What to produce
Only the lines below from the one containing "PR #1434, opened 2026-09-14" to the one containing "This PR follows" should be repeated, both included and unchanged.

Information

□ □ □

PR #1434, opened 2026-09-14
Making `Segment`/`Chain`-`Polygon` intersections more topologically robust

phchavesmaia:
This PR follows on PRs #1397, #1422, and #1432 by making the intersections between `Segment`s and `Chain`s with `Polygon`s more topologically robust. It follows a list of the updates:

□ □ □

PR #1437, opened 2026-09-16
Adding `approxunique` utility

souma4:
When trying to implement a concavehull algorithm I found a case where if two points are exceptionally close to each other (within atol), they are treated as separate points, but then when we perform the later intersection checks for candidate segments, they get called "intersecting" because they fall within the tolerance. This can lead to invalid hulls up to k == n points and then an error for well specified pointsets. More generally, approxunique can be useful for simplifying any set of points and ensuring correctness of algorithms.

□ □ □

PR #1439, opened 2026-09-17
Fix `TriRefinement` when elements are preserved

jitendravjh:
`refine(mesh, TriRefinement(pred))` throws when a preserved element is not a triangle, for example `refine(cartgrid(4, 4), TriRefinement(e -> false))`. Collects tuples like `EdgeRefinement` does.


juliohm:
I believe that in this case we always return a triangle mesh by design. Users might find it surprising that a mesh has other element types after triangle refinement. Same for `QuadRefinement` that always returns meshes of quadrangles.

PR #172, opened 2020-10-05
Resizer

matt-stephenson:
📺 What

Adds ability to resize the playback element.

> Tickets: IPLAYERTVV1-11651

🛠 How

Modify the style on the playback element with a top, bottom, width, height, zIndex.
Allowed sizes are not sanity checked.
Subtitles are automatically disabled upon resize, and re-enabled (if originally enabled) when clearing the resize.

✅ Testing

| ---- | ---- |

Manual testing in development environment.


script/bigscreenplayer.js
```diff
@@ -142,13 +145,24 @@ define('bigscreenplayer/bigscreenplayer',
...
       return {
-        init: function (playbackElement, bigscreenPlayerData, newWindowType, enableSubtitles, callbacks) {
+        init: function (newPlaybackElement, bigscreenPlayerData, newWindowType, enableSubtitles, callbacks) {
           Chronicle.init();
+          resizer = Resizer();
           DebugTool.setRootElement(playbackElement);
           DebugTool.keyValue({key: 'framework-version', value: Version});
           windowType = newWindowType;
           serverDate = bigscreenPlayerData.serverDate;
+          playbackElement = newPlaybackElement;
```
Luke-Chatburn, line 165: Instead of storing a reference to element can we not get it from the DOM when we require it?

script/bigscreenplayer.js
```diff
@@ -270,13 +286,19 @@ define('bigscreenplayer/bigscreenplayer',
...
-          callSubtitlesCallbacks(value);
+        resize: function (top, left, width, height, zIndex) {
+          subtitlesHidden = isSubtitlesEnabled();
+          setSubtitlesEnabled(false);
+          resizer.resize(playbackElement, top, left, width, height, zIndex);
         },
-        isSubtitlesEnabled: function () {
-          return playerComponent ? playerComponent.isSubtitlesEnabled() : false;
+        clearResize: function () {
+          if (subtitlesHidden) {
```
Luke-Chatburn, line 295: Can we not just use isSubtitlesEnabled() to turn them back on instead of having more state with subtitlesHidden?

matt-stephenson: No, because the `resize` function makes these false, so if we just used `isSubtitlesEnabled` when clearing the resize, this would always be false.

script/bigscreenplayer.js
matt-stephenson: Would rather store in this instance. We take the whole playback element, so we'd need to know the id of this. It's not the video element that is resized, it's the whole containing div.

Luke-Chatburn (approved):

□ □ □

Solved problem
PR #1434, opened 2026-09-14
Making `Segment`/`Chain`-`Polygon` intersections more topologically robust

phchavesmaia:
This PR follows on PRs #1397, #1422, and #1432 by making the intersections between `Segment`s and `Chain`s with `Polygon`s more topologically robust. It follows a list of the updates:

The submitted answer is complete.